Au cours de l'examen de la proposition de loi sur la fin de vie d'Alain Claeys et de Jean Leonetti, l'Assemblée nationale a rejeté le 11 mars 2015 les amendements en faveur d'une "assistance médicalisée active à mourir". La proposition de loi s'en tient donc à un "droit à la sédation profonde et continue" jusqu'au décès pour les malades incurables et dont le pronostic vital est engagé à court terme et au caractère contraignant des directives anticipées.

L'amendement proposait que dans le cas d'une phase avancée ou terminale d'une maladie incurable, provoquant une douleur physique ou psychique insoutenable, le malade puisse demander à bénéficier d'une assistance médicalisée active à mourir, qui n'aurait pu être effective qu'après un dialogue entre le patient et un collège de 3 médecins.

M. Alain Claeys, coauteur de la proposition de loi, considère de son côté que la question n'est pas le nombre d'heures restant à vivre au malade incurable, mais la qualité de celles-ci, et estime que la sédation profonde répond à cette préoccupation. Il estime que la proposition de loi préserve l'autonomie du malade en fin de vie de différentes manières :

  • le caractère désormais contraignant des directives anticipées, qui s'imposeront au médecin sauf en cas d'urgence vitale pendant le temps nécessaire à une évaluation complète de la situation. Les directives anticipées seraient notamment conservées sur un registre national faisant l'objet d'un traitement automatisé (et non plus sur la carte vitale, comme cela avait été envisagé auparavant) ;

  • le renforcement du statut de la personne de confiance, choisie par la personne en fin de vie pour faire entendre sa volonté dans le cas où elle ne serait plus en mesure de le faire ;

  • la décision par le malade d'arrêter son traitement de maintien en vie et de bénéficier d'une sédation profonde et continue jusqu'au décès.

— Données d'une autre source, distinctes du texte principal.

PR #123, opened 2021-06-02
Remove robots meta tag

hursey013:
This tag prevents search engines from indexing pages - we will want to remove this prior to launch.


colinmurphy01:
Per our rollout plan, we are not indexing this site in search engines yet. Unless we've changed the decision on this, CC @kstitch7.

kstitch7:
That is right. We are not indexing the site in search engines yet.

c2nelson (approved):

PR #124, opened 2021-06-02
Remove legal disclaimer

hursey013:
To be removed prior to launch.


c2nelson:
We will remove it once we get final approvals.

PR #130, opened 2021-06-04
Edits title and adds description for homepage

brentryanjohnson:
- Edits homepage title from `Home` to `The Americans with Disabilities Act`
- Adds description field to homepage


hursey013:
@brentryanjohnson one small request - let's move the `title` and `description` out from the landing page and into the main `_config.yml` so it can be used as the fallback sitewide (as well as allowing the homepage to inherit it).

hursey013 (approved):

PR #138, opened 2021-06-08
Update header title

hursey013:
Switches title in header back to `ADA.gov` rather than:

Screen Shot 2021-06-08 at 9 39 29 AM


kstitch7 (approved):
looks good

PR #143, opened 2021-06-25
Ports ADA statute, adds headings, reclasses to USWDS

brentryanjohnson:
- Ports ADA statute
- Adds heading levels for accessibility and in-page navigation
- Reclasses margins to USWDS
- Lighthouse accessibility audit is 🟢  100
- Needs additional work, as indicated by 🔴  linter


brentryanjohnson:
The markdown linter has flagged a valid issue, which reflects ambiguity in heading levels for Title 47. We'll need @kstitch7 to interpret the intended hierarchy so we can structure the heading levels.

brentryanjohnson:
A few more notes:

- This port omits the TOC in favor of side nav (we might want to customize the nav heading level for this one)
- I'm unsure what heading level the two Title 47 headings should be relative to one another
- The heading levels are particular to each subchapter, since some have subparts and/or other subheading levels
- I still need to test with a screen reader
- We should evaluate with the DOJ accessibility specialist

brentryanjohnson:
- Resolved lint issue by removing duplicate subheadings. Need @kstitch7 to review.

_assets/css/custom/_lists.scss
```diff
@@ -0,0 +1,3 @@
+.list-margin-unstyled {
+  list-style-type: none;
```
hursey013, line 2: Not sure if this accomplishes the same thing, but USWDS does provide an unstyled list class with `.usa-list.usa-list--unstyled`.

brentryanjohnson: Good catch @hursey013. I started by refactoring just about everything to unordered and ordered lists, but the `unstyled` uswds class also removes margins. I ended up just using margin classes anyway, so this custom rule can go away.

c2nelson:
@kstitch7 @brentryanjohnson check it out.  should be good to go.

brentryanjohnson:
@kstitch7 Here's a more convenient [preview URL](https://federalist-1716bf9c-dd79-4d96-8285-6e56dc391b84.app.cloud.gov/preview/usdoj-crt/beta-ada/rj-law-regs-2/law-and-regs/ada/)

kstitch7:
Looks great! Just flagging that the preview has the old version of the header.

hursey013 (approved):
Looks good from an implementation standpoint! 🎉

PR #148, opened 2021-07-01
Add print stylesheet

hursey013:
Fixes https://github.com/usdoj-crt/beta.ADA.gov-Project-Management/issues/205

Il estime par ailleurs que la demande d'euthanasie est un appel au secours, auquel il ne peut être répondu par un geste létal.

Selon M. Jean Leonetti, "il y a une différence entre dormir avant de mourir pour ne pas souffrir et faire dormir avec des médicaments destinés à faire mourir", qui parle également d'une "ligne jaune à ne pas franchir".

La ministre de la santé, Marisol Touraine, de son côté, estime que l'état actuel de la société française aujourd'hui ne permet pas d'envisager cette possibilité, et que le droit doit évoluer sans la brusquer.

L'objectif de la proposition de loi est donc d'apporter une réponse aux souffrances endurées durant la fin de vie des patients, et non de tendre vers le suicide assisté ou l'euthanasie.